Были только приятные воспоминания о Великом Потопе, когда мы летели вслед за маленьким. Счастливые мы! в мягком вагоне, с полками, занавесками и, что лучше всего, обставленном «лучшим обществом», sans крахмал, sans кринолин; джентльмены сидят на своих шляпах столько, сколько им угодно, а дамы дают завиткам и воротничкам отставку, все в отличном настроении, чтобы быть довольными. Я мог представить только одно улучшение нашего экипажа — чтобы прикрепленный к нему паровой орган играл, очень тихо, прекрасную ровную музыку Фелисьена Давида «Пустыня», пока мы катились. Между нами и черной или зеленой прерией были длинные сверкающие боковые ручьи — ручьи с маленькой рябью на лицах, когда ветерок целовал их при прохождении, и время от времени ямочка под визитом бродячего новорожденного жука. Называть такие сияющие воды грязью или лужами не соответствовало духу часа; поэтому мы вообразили их «зеркальными водами» поэта и сравнили их с оплодотворяющим Нилом, чьими силами, действительно, они обладают в некоторой степени. По их сторонам должны быть посажены ивы и тополя, и ольхи полудюжины видов, но пока нет.
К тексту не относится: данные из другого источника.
PR #1191, opened 2024-04-25
Shift front-end tooling out of appserver container into own

johangant:
Makes it easier to isolate these tools in a versioned container rather than bundling them into the main appserver container. Also reduces the reliance on host installed tooling making this more re-usable across platforms and the wider team.

See https://github.com/dof-dss/nicsdru_unity/pull/1947#issue-2263719105 for evaluation details

### DIFF
--- a/.lando.yml
+++ b/.lando.yml
@@ -24,16 +24,8 @@ compose:
 services:
   appserver:
     scanner: false
-    environment:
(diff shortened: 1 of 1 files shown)


johangant:
Closing due to DDEV support providing npm/node tooling from within the web container. Ref: https://github.com/dof-dss/nicsdru_dept/pull/891/files

PR #1196, opened 2024-05-09
Update prison booking webform

neilblair:
Update PrisonVisitBookingHandler.php

Set a flag for JS to reset timeslot preferences and also have to clear form state and element default values / data serverside as well.

Update prisonbooking.js

- Reset timeslots when settings.prisonVisitBooking.resetTimeslots === true
- Some other bugfixes and refactoring


omahm (approved):
LG

PR #1201, opened 2024-05-22
Update telephone_plus module and tweak site specific tel formatter

johangant:
Some slight differences between the way NIDirect's version of telephone_plus' formatter handles extensions. Extending it a bit to check for the unwanted extra phone extensions text seems to help


neilblair (approved):
Approving this downgrade of telephone_plus to resolve D8NID-1667

PR #1209, opened 2024-05-29
D8NID-1660 split hospital emergency department waiting times into two separate tables

neilblair:
Emergency department waiting times should be shown as two tables
- minor injury units / urgent care services
- emergency departments


johangant (approved):
LGTM :+1:

PR #1213, opened 2024-05-30
Update view display config for contact, gp_practice, driving_instructor

neilblair:
Changed field_telephone to use "NIDirect Telephone Link" formatter as "Telephone Plus" formatter does not exist due to downgrade of telephone_plus module from 2.0@beta to 9.1.


johangant (approved):
:+1:

PR #1227, opened 2024-06-03
D8NID-1664: prison visits booking — better DOB entry fields

neilblair:
Standard html date fields when rendered on smart phones force users to use a calendar widget to enter a date and this can be unwieldy for entering dates of birth.  Change DOB fields to plain text fields with input mask for easier and quicker date entry. Since the fields are standard text fields, they need custom date validation.

Screenshot 2024-08-19 at 10 02 25

Screenshot 2024-08-19 at 10 03 52

Screenshot 2024-08-19 at 10 05 35


omahm (approved):
LGTM 👍

PR #1232, opened 2024-06-10
Security headers update

neilblair:
Add missing `X-Content-Type-Options: nosniff` for static files.

Add/Update `Strict-Transport-Security`.  Oddly this header is present on nidirect despite there being no config for it in routes.yaml ... So perhaps it is being added by Fastly.


johangant (approved):
Looks like a sensible change to me

PR #1268, opened 2024-08-19
D8 nid 1704

omahm:
- Allow the removal of previously set URL's
- Replace link URI fields set to entity reference with textfield
- Automatically add and remove titles for certain link fields.


johangant (approved):
Not sure why the link fields are/were set to entity reference (can we changed them to text type in config?) but I see they're handled here for now

PR #1359, opened 2025-03-26
D8NID-1699 Fix Mysterious Missing Breadcrumb

neilblair:
After many months of disappearing breadcrumb trails, it turns out that an early return in NodeThemesBreadcrumb.php was causing (I think) an empty breadcrumb to be cached with no cache context leading to all nodes then showing an empty breadcrumb after a user views a feature/featured_content_list.


omahm (approved):
LGTM

johangant (approved):

PR #260, opened 2026-04-24
skip vlanconfig with empty matched nodes

rrajendran17:
Problem:
hostnetworkconfig cannot be created if there exists vlanconfig with empty matched nodes.

Solution:
Allow creation of hostnetworkconfig if it has vlanconfigs with empty matched nodes if there are other vlanconfigs present for the same cluster spanning all nodes.

Related Issue(s):

https://github.com/harvester/harvester/issues/9332

Test plan:

1.Create a cluster network "cluster"
2.Create a vlanconfig1 under "cluster" as with some random node selector (select the nic, then add node selector)
3.Create another vlanconfig2 under the same cluster "cluster" selecting all nodes in the cluster and uplink physical interface.
4.The UI will show 2 vlanconfigs with vlanconfig1 as "not ready" and vlanconfig2 as ready.
5.Create a hostnetworkconfig using cluster network "cluster"
6.hostnetworkconfig creation must be successful

Without the fix:
The webhook will throw "vlanconfig annotations is absent for matched nodes" while hostnetworkconfig creation as one of the vlanconfig exists with empty matched nodes list.

Additional documentation or context

### DIFF
--- a/pkg/webhook/hostnetworkconfig/validator.go
+++ b/pkg/webhook/hostnetworkconfig/validator.go
@@ -357,11 +357,13 @@ func (v *Validator) checkVlanStatusReady(clusterNetwork string) error {
 }
 
 func getMatchNodes(vc *networkv1.VlanConfig) ([]string, error) {
-	if vc.Annotations == nil || vc.Annotations[utils.KeyMatchedNodes] == "" {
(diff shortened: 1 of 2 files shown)


w13915984028 (approved):
LGTM, thanks.

PR #266, opened 2026-05-14
validate VM Nad exclusive of storage network vlan

rrajendran17:
**Problem:**
VM Network and Storage network can use same vlan currently which do not allow proper isolation of storage network traffic.
By enabling exclusive vlan on storage network, network controller can make sure to reject NAD config with same vlan id as storage network enabling proper isolation

**Solution:**
Reject VM Networks with vid same as storage network if exclusive vlan is configured on storage network settings

**Related Issue:**
https://github.com/harvester/harvester/issues/9622

**Test plan:**
case 1: VM Network access or untagged 
1.Create storage network with vlan id 27 successfully and update the settings to include exclusiveVlan as true as below
```
value: '{"vlan":27,"exclusiveVlan":true,"clusterNetwork":"cluster","range":"27.0.0.0/24"}'
```
2.Create a VM Network L2VlanNetwork with mode access with vlan-id 27
3.It should be rejected by webhook 

case 2: Trunk vlan
1. storage network created from case 1 exists.
2.Create a VM Network L2VlanNetwork with mode trunk with min and max ranges 25-30,100-200,30-40
3.It should be rejected by webhook 

case 3: Create access or trunk vlan which not have vlan 27
The configuration should be accepted and VM Network must be created successfully.


rrajendran17:
Use exclusive vlan annotation in storage network nad for validation https://github.com/harvester/network-controller-harvester/pull/267

PR #267, opened 2026-05-19
validate VM Network vlan exclusive of storage network vlan

rrajendran17:
Problem:
VM Network and Storage network can use same vlan currently which do not allow proper isolation of storage network traffic.
By enabling exclusive vlan on storage network, network controller can make sure to reject NAD config with same vlan id as storage network enabling proper isolation

Solution:
Reject VM Networks with vid same as storage network if exclusive vlan is configured on storage network settings

Related Issue:
https://github.com/harvester/harvester/issues/9622

Test plan:
case 1: VM Network access or untagged
1.Create storage network with vlan id 27 successfully and update the settings to include exclusiveVlan as true as below
value: '{"vlan":27,"exclusiveVlan":true,"clusterNetwork":"cluster","range":"27.0.0.0/24"}'

2.Create a VM Network L2VlanNetwork with mode access with vlan-id 27
3.It should be rejected by webhook

case 2: Trunk vlan
1.storage network created from case 1 exists.
2.Create a VM Network L2VlanNetwork with mode trunk with min and max ranges 25-30,100-200,30-40
3.It should be rejected by webhook

case 3: Create access or trunk vlan which not have vlan 27
The configuration should be accepted and VM Network must be created successfully.

### DIFF
--- a/pkg/webhook/nad/validator.go
+++ b/pkg/webhook/nad/validator.go
@@ -59,6 +59,10 @@ func (v *Validator) Create(_ *admission.Request, newObj runtime.Object) error {
 		return fmt.Errorf(createErr, nad.Namespace, nad.Name, err)
 	}
 
+	if err := v.checkVlanOverlapWithSN(nad, conf); err != nil {
+		return fmt.Errorf(createErr, nad.Namespace, nad.Name, err)
+	}
+
 	//allow overlay nad creation only if subnet crd/kubeovn is enabled
 	if conf.IsKubeOVNCNI() {
 		if !v.subnetEnabled {
@@ -102,6 +106,10 @@ func (v *Validator) Update(_ *admission.Request, oldObj, newObj runtime.Object) 
 	// skip the following check if the config is not changed
 	if reflect.DeepEqual(newConf, oldConf) {
 		return nil
+	}
+
+	if err := v.checkVlanOverlapWithSN(newNad, newConf); err != nil {
+		return fmt.Errorf(updateErr, newNad.Namespace, newNad.Name, err)
 	}
 
 	if err := v.checkNadTypes(oldConf, newConf); err != nil {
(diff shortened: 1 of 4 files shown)


ibrokethecloud (dismissed):

pkg/webhook/nad/validator.go
```diff
@@ -393,6 +401,34 @@ func (v *Validator) checkOverlayVMsUsingClusterNetwork(nad *cniv1.NetworkAttachm
...
+	}).AsSelector())
+	if err != nil {
+		return fmt.Errorf("failed to list storage network nads with exclusive vlan enabled, err %w", err)
+	}
+
+	if len(snNads) == 0 {
+		return nil
+	}
+
+	snNadConf, decodeErr := utils.DecodeNadConfigToNetConf(snNads[0])
```
w13915984028, line 421: if both of SN, RWX  are using exclusive VIDs, should all NADs here are checked?

it seems also essential to avoid check vid 1.

w13915984028 (dismissed):
LGTM, thanks.

pkg/webhook/nad/validator.go
rrajendran17: exclusive vid is supported only for storage network NAD and ExclusiveVlanStorageNetworkLabel will be set only on storage network NAD.(no rwx NAD).

Both VM Network and storage network supports vid range from 1-4094, so its better to exclude vid 1 if exclusive vlan is enabled.In case user wants to use vlan as default vlan and needs both storage network and vm network in vlan 1, then user could disable exclusive vlan and use it.

pkg/webhook/nad/validator.go
```diff
@@ -393,6 +401,34 @@ func (v *Validator) checkOverlayVMsUsingClusterNetwork(nad *cniv1.NetworkAttachm
 	return nil
 }
 
+func (v *Validator) checkVlanOverlapWithSN(nad *cniv1.NetworkAttachmentDefinition, nadConf *utils.NetConf) error {
+	//check only for vlan nad with type bridge CNI
+	if utils.IsSystemNetworkNad(nad) || nadConf.IsKubeOVNCNI() {
+		return nil
```
rrajendran17, line 407: Excluded overlay NAD in the check.BTW, good catch

w13915984028 (approved):
LGTM, thanks.

PR #276, opened 2026-06-04
vlanconfig info for mgmt clusternetwork

rrajendran17:
**Problem:**
Mgmt cluster network does not display the network information in UI.
Users needs the information on the mgmt interface like MTU, interfaces and bond mode which is not available in UI currently like other user defined cluster networks.
Currently the backend does not have network information of the mgmt cluster network.

**Solution:**
Create a vlanconfig per node by the vlanconfig agent controller.
- vlanconfig agent during startup initializes a vlanconfig resource for the mgmt cluster network by retrieving network information like MTU, slaves in the mgmt-bo, and bond mode using ip commands (mgmt-vlanconfig-<nodename>)
- match by mgmt cluster network rule on the link monitor agent controller to reconcile vlanconfig whenever there are changes to link parameters of mgmt-bo/mgmt-br
- Restrict create/update/delete operations on mgmt vlanconfig from user (allow only from network controller)
- skip node updates on mgmt vlanconfig
- skip other vlanconfig operations (like setup/remove vlan/uplink) on mgmt vlanconfigs
- vlanstatus are not created for mgmt vlanconfig as they are not manged by network controller

**Related Issue:**
https://github.com/harvester/harvester/issues/6110

**Test plan:**
case 1:
1.Once the network controller modules come up, check kubectl get vlanconfig - mgmt-vlanconfig must be available on per node.
2.Check if link attributes like MTU,bond mode, slaves in bond mode match the configuration done during installation.

case 2: Add/Remove slave interfaces to the mgmt-bo (any node)
1.sudo ip link add ens7 type dummy
2.sudo ip link set ens7 master mgmt-bo
3.Verify kubectl get vlanconfig mgmt-vlanconfig -o yaml (ens7 added to the links)
4.sudo ip link set ens7 nomaster
5.Verify kubectl get vlanconfig mgmt-vlanconfig-<node-name> -o yaml (ens7 removed from the links)

case 3: Update MTU on mgmt-bo
1.sudo ip link set mgmt-bo mtu 1600
2..Verify kubectl get vlanconfig mgmt-vlanconfig -o yaml (mtu changed to 1600)
3.sudo ip link set mgmt-bo mtu 1500
4..Verify kubectl get vlanconfig mgmt-vlanconfig-<node-name> -o yaml (mtu changed to 1500)

case 4: Restrict create/update/delete of mgmt vlanconfig
1.Create or update or delete the mgmt vlanconfig - webhook will throw error

UI changes:

https://github.com/harvester/harvester-ui-extension/pull/974

### DIFF
--- a/cmd/webhook/main.go
+++ b/cmd/webhook/main.go
@@ -87,7 +87,7 @@ func main() {
 			Name:        "controller-user",
 			EnvVar:      "CONTROLLER_USER_NAME",
 			Destination: &options.ControllerUsername,
-			Value:       "harvester-load-balancer-webhook",
+			Value:       "system:serviceaccount:harvester-system:harvester-network-controller",
 			Usage:       "The harvester controller username",
 		},
 		cli.StringFlag{
--- a/pkg/controller/agent/linkmonitor/controller.go
+++ b/pkg/controller/agent/linkmonitor/controller.go
@@ -7,12 +7,14 @@ import (
 	ctlcorev1 "github.com/rancher/wrangler/v3/pkg/generated/controllers/core/v1"
 	"github.com/sirupsen/logrus"
 	"github.com/vishvananda/netlink"
+	apierrors "k8s.io/apimachinery/pkg/api/errors"
 	"k8s.io/apimachinery/pkg/labels"
 
 	networkv1 "github.com/harvester/harvester-network-controller/pkg/apis/network.harvesterhci.io/v1beta1"
 	"github.com/harvester/harvester-network-controller/pkg/config"
 	ctlnetworkv1 "github.com/harvester/harvester-network-controller/pkg/generated/controllers/network.harvesterhci.io/v1beta1"
 	"github.com/harvester/harvester-network-controller/pkg/network/monitor"
+	"github.com/harvester/harvester-network-controller/pkg/utils"
 )
 
 const (
@@ -23,6 +25,8 @@ type Handler struct {
 	nodeName string
 
 	nodeCache    ctlcorev1.NodeCache
+	vcCache      ctlnetworkv1.VlanConfigCache
+	vcClient     ctlnetworkv1.VlanConfigClient
 	lmController ctlnetworkv1.LinkMonitorController
 	lmClient     ctlnetworkv1.LinkMonitorClient
 
@@ -32,10 +36,13 @@ type Handler struct {
 func Register(ctx context.Context, management *config.Management) error {
 	lms := management.HarvesterNetworkFactory.Network().V1beta1().LinkMonitor()
 	nodes := management.CoreFactory.Core().V1().Node()
+	vcs := management.HarvesterNetworkFactory.Network().V1beta1().VlanConfig()
 
 	h := &Handler{
 		nodeName:     management.Options.NodeName,
 		nodeCache:    nodes.Cache(),
+		vcCache:      vcs.Cache(),
+		vcClient:     vcs,
 		lmController: lms,
 		lmClient:     lms,
 	}
@@ -75,6 +82,10 @@ func (h Handler) OnChange(_ string, lm *networkv1.LinkMonitor) (*networkv1.LinkM
 
 	if err := h.syncLinkStatus(lm); err != nil {
 		return nil, fmt.Errorf("synchronize links to link monitor %s failed, error: %w", lm.Name, err)
+	}
+
+	if lm.Name == utils.ManagementClusterNetworkName {
+		return nil, h.updateMgmtVlanConfig()
 	}
 
 	return lm, nil
@@ -206,4 +217,36 @@ func (h Handler) syncLinkStatus(lm *networkv1.LinkMonitor) error {
 	}
 
 	return h.updateStatus(lm, linkStatusList)
+}
+
+// update mgmt vlanconfig when mgmt cluster link params change
+func (h Handler) updateMgmtVlanConfig() error {
+	mgmtVlanConfigName := utils.GetMgmtVlanConfigName(h.nodeName)
+	vc, err := h.vcCache.Get(mgmtVlanConfigName)
+	if err != nil {
+		if apierrors.IsNotFound(err) {
+			logrus.Infof("no VlanConfig found for mgmt cluster network")
+			return nil
+		}
+		return fmt.Errorf("failed to get VlanConfig %s: %w", mgmtVlanConfigName, err)
+	}
+
+	mgmtIntfInfo, err := utils.GetMgmtBondInfo()
+	if err != nil {
+		logrus.Errorf("failed to get mgmt interface info: %v", err)
+		return err
+	}
+	vcCopy := vc.DeepCopy()
+
+	if !utils.BuildUpdatedVlanConfig(vcCopy, mgmtIntfInfo) {
+		return nil
+	}
+
+	_, err = h.vcClient.Update(vcCopy)
+	if err != nil {
+		return fmt.Errorf("failed to update VlanConfig %s: %w", vcCopy.Name, err)
+	}
+
+	logrus.Infof("updated VlanConfig %s with new info: MTU=%d, BondMode=%s, NICs=%v", vcCopy.Name, vcCopy.Spec.Uplink.LinkAttrs.MTU, vcCopy.Spec.Uplink.BondOptions.Mode, vcCopy.Spec.Uplink.NICs)
+	return nil
 }
--- a/pkg/controller/agent/vlanconfig/controller.go
+++ b/pkg/controller/agent/vlanconfig/controller.go
@@ -79,9 +79,10 @@ func Register(ctx context.Context, management *config.Management) error {
 }
 
 func (h Handler) OnChange(_ string, vc *networkv1.VlanConfig) (*networkv1.VlanConfig, error) {
-	if vc == nil || vc.DeletionTimestamp != nil {
+	if vc == nil || vc.Spec.ClusterNetwork == utils.ManagementClusterNetworkName || vc.DeletionTimestamp != nil {
 		return nil, nil
 	}
+
 	logrus.Infof("vlan config %s has been changed, spec: %+v", vc.Name, vc.Spec)
 
 	isMatched, err := h.MatchNode(vc)
@@ -113,7 +114,7 @@ func (h Handler) OnChange(_ string, vc *networkv1.VlanConfig) (*networkv1.VlanCo
 }
 
 func (h Handler) OnRemove(_ string, vc *networkv1.VlanConfig) (*networkv1.VlanConfig, error) {
-	if vc == nil {
+	if vc == nil || vc.Spec.ClusterNetwork == utils.ManagementClusterNetworkName {
 		return nil, nil
 	}
 
@@ -137,6 +138,11 @@ func (h Handler) initialize() error {
 	if err := iface.DisableBridgeNF(); err != nil {
 		return fmt.Errorf("disable net.bridge.bridge-nf-call-iptables failed, error: %v", err)
 	}
+
+	if err := h.CreateOrUpdateMgmtVlanConfig(); err != nil {
+		return fmt.Errorf("mgmt vlanconfig error: %w", err)
+	}
+
 	return nil
 }
 
@@ -461,4 +467,89 @@ func (h Handler) removeNodeLabel(vs *networkv1.VlanStatus) error {
 // vlanstatus name: <vc name>-<node name>-<crc32 checksum>
 func (h Handler) statusName(clusterNetwork string) string {
 	return utils.Name("", clusterNetwork, h.nodeName)
+}
+
+func (h *Handler) createMgmtVlanConfig(vc *networkv1.VlanConfig) error {
+	_, err := h.vcClient.Create(vc)
+	if err != nil {
+		if apierrors.IsAlreadyExists(err) {
+			logrus.Debugf("%s already exists", utils.GetMgmtVlanConfigName(h.nodeName))
+			return nil
+		}
+
+		return fmt.Errorf("failed to create mgmt-vlanconfig %s: %w",
+			utils.GetMgmtVlanConfigName(h.nodeName), err)
+	}
+
+	logrus.Infof("created VlanConfig %s with MTU=%d BondMode=%s NICs=%v", vc.Name, vc.Spec.Uplink.LinkAttrs.MTU, vc.Spec.Uplink.BondOptions.Mode, vc.Spec.Uplink.NICs)
+	return nil
+}
+
+// CreateOrUpdateMgmtVlanConfig checks mgmt-bo, gathers info, and creates or updates a VlanConfig resource.
+func (h *Handler) CreateOrUpdateMgmtVlanConfig() error {
+	mgmtInfo, err := utils.GetMgmtBondInfo()
+	if err != nil {
+		logrus.Warnf("mgmt interface info not found, create an empty mgmt vlanconfig: %v", err)
+		if err := h.createMgmtVlanConfig(&networkv1.VlanConfig{ObjectMeta: metav1.ObjectMeta{
+			Name: utils.GetMgmtVlanConfigName(h.nodeName),
+		}}); err != nil {
+			return fmt.Errorf("failed to create empty mgmt vlanconfig: %w", err)
+		}
+		return nil
+	}
+
+	return h.createOrUpdateMgmtVlanConfig(mgmtInfo)
+}
+
+func (h *Handler) createOrUpdateMgmtVlanConfig(mgmtInfo *utils.MgmtBondInterfaceInfo) error {
+	name := utils.GetMgmtVlanConfigName(h.nodeName)
+
+	existing, err := h.vcCache.Get(name)
+	if err != nil && !apierrors.IsNotFound(err) {
+		return err
+	}
+
+	// Resource does not exist -> create using mgmtInfo
+	if apierrors.IsNotFound(err) {
+		vc := &networkv1.VlanConfig{
+			ObjectMeta: metav1.ObjectMeta{
+				Name: name,
+				Labels: map[string]string{
+					utils.KeyClusterNetworkLabel: utils.ManagementClusterNetworkName,
+				},
+			},
+			Spec: networkv1.VlanConfigSpec{
+				ClusterNetwork: utils.ManagementClusterNetworkName,
+				Uplink: networkv1.Uplink{
+					BondOptions: &networkv1.BondOptions{
+						Mode:   networkv1.BondMode(mgmtInfo.BondMode),
+						Miimon: -1,
+					},
+					LinkAttrs: &networkv1.LinkAttrs{
+						MTU:    mgmtInfo.MTU,
+						TxQLen: -1,
+					},
+					NICs: mgmtInfo.SlaveNames,
+				},
+			},
+		}
+
+		return h.createMgmtVlanConfig(vc)
+	}
+
+	// Resource exists -> update if required
+	vcCopy := existing.DeepCopy()
+
+	if !utils.BuildUpdatedVlanConfig(vcCopy, mgmtInfo) {
+		return nil
+	}
+
+	_, err = h.vcClient.Update(vcCopy)
+	if err != nil {
+		return err
+	}
+
+	logrus.Infof("updated VlanConfig %s with MTU=%d BondMode=%s NICs=%v", vcCopy.Name, vcCopy.Spec.Uplink.LinkAttrs.MTU, vcCopy.Spec.Uplink.BondOptions.Mode, vcCopy.Spec.Uplink.NICs)
+
+	return nil
 }
--- a/pkg/controller/manager/node/controller.go
+++ b/pkg/controller/manager/node/controller.go
@@ -9,6 +9,7 @@ import (
 	mapset "github.com/deckarep/golang-set/v2"
 	ctlcorev1 "github.com/rancher/wrangler/pkg/generated/controllers/core/v1"
 	corev1 "k8s.io/api/core/v1"
+	apierrors "k8s.io/apimachinery/pkg/api/errors"
 	metav1 "k8s.io/apimachinery/pkg/apis/meta/v1"
 	"k8s.io/apimachinery/pkg/labels"
 
@@ -83,6 +84,10 @@ func (h Handler) OnChange(_ string, node *corev1.Node) (*corev1.Node, error) {
 		return nil, err
 	}
 	for _, vc := range vcs {
+		if vc.Spec.ClusterNetwork == utils.ManagementClusterNetworkName {
+			// skip vlan config with management cluster network
+			continue
+		}
 		if err := h.updateMatchedNodeAnnotation(vc, node); err != nil {
 			return nil, fmt.Errorf("failed to update matched node annotation, vc: %s, node: %s, error: %w",
 				vc.Name, node.Name, err)
@@ -242,9 +247,27 @@ func (h Handler) removeNodeFromVlanConfig(nodeName string) error {
 	}
 
 	for _, vc := range vcs {
+		if vc.Spec.ClusterNetwork == utils.ManagementClusterNetworkName {
+			if vc.Name == utils.GetMgmtVlanConfigName(nodeName) {
+				if err := h.removeMgmtVlanConfig(nodeName); err != nil {
+					return err
+				}
+			}
+			continue
+		}
 		if err := h.removeNodeFromOneVlanConfig(vc, nodeName); err != nil {
 			return err
 		}
+	}
+
+	return nil
+}
+
+func (h Handler) removeMgmtVlanConfig(nodeName string) error {
+	vcName := utils.GetMgmtVlanConfigName(nodeName)
+
+	if err := h.vcClient.Delete(vcName, &metav1.DeleteOptions{}); err != nil && !apierrors.IsNotFound(err) {
+		return err
 	}
 
 	return nil
--- a/pkg/controller/manager/vlanconfig/controller.go
+++ b/pkg/controller/manager/vlanconfig/controller.go
@@ -24,6 +24,7 @@ type Handler struct {
 	cnCache  ctlnetworkv1.ClusterNetworkCache
 	vsCache  ctlnetworkv1.VlanStatusCache
 	vcCache  ctlnetworkv1.VlanConfigCache
+	vcClient ctlnetworkv1.VlanConfigClient
 }
 
 func Register(ctx context.Context, management *config.Management) error {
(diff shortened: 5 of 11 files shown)


pkg/controller/agent/linkmonitor/controller.go
```diff
@@ -207,3 +217,72 @@ func (h Handler) syncLinkStatus(lm *networkv1.LinkMonitor) error {
...
+	bondModeChanged := vc.Spec.Uplink.BondOptions == nil || string(vc.Spec.Uplink.BondOptions.Mode) != mgmtIntfInfo.BondMode
+
+	if mtuChanged {
+		vcCopy.Spec.Uplink.LinkAttrs.MTU = mgmtIntfInfo.MTU
+	}
+	if bondModeChanged {
+		vcCopy.Spec.Uplink.BondOptions.Mode = networkv1.BondMode(mgmtIntfInfo.BondMode)
+	}
+
+	slavesChanged := !compareStringSlices(vc.Spec.Uplink.NICs, mgmtIntfInfo.SlaveNames)
```
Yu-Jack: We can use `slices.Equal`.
PR #376, opened 2026-08-16
deps: update insomniacslk/dhcp to reject malformed short IPv4 frames

thc1006:
This repo pins insomniacslk/dhcp at `v0.0.0-20260603135910-a415979eb11e`, before insomniacslk/dhcp#583, and this moves it to the merge commit.

Before #583, `BroadcastRawUDPConn.ReadFrom` (`dhcpv4/nclient4/conn_unix.go`) subtracted the 8-byte UDP header from the IPv4 payload length without checking the payload was at least that long, so a reply with a smaller declared payload gave a negative DHCP length and panicked on a bad slice bound.

Only one of the two DHCP paths here reaches that code. `sendDiscoverMessage` in `pkg/helper/dhcp.go` builds its client with `nclient4.New(iface)` (default raw broadcast) and `DiscoverOffer` reads through the affected `ReadFrom`; `NewLeaseManager` in `pkg/controller/agent/hostnetworkconfig/leasemanager.go` uses the same default client via `client.Request`. `sendInformMessage` passes `nclient4.WithUnicast`, so its replies come back on a normal UDP socket and it isn't affected.

I wrote the upstream fix. I'm not claiming a specific remote exploit against Harvester; a crafted reply would have to come from whatever answers DHCP on the VLAN. `go build ./cmd/... ./pkg/...`, `go vet`, and `go test ./pkg/helper/... ./pkg/controller/agent/hostnetworkconfig/...` pass, and the vendor tree was refreshed with `go mod tidy` and `go mod vendor`. One caveat so reviewers aren't surprised: `go build ./...` fails on the repo-root `main.go` both before and after this change, since that file only carries `//go:generate` directives with no `func main`. `scripts/build` compiles the three cmd binaries directly, so nothing new breaks here.

### DIFF
--- a/go.mod
+++ b/go.mod
@@ -75,7 +75,7 @@ require (
 	github.com/deckarep/golang-set/v2 v2.9.0
 	github.com/go-ping/ping v0.0.0-20211014180314-6e2b003bffdd
 	github.com/harvester/webhook v0.1.5
-	github.com/insomniacslk/dhcp v0.0.0-20260603135910-a415979eb11e
+	github.com/insomniacslk/dhcp v0.0.0-20260719225207-c76316d4aa82
 	github.com/k8snetworkplumbingwg/network-attachment-definition-client v1.7.7
 	github.com/kubeovn/kube-ovn v1.13.13
 	github.com/rancher/lasso v0.2.2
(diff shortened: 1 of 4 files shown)


w13915984028 (approved):
LGTM, thanks.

Всему свое время. Жаждущие деревья выпили бы излишнюю влагу и в ответ сэкономили бы топливо, защищая от сметающих ветров, и деньги, отводя тяжелые снега, этих русских врагов наполеоновского рельса, и сохраняя насыпи, которым ничто, кроме переплетающихся корней, не может придать устойчивости. Ряды деревьев, граничащие с её железными дорогами, сделали бы Иллинойс более похожим на Францию, которую во многих отношениях она уже напоминает.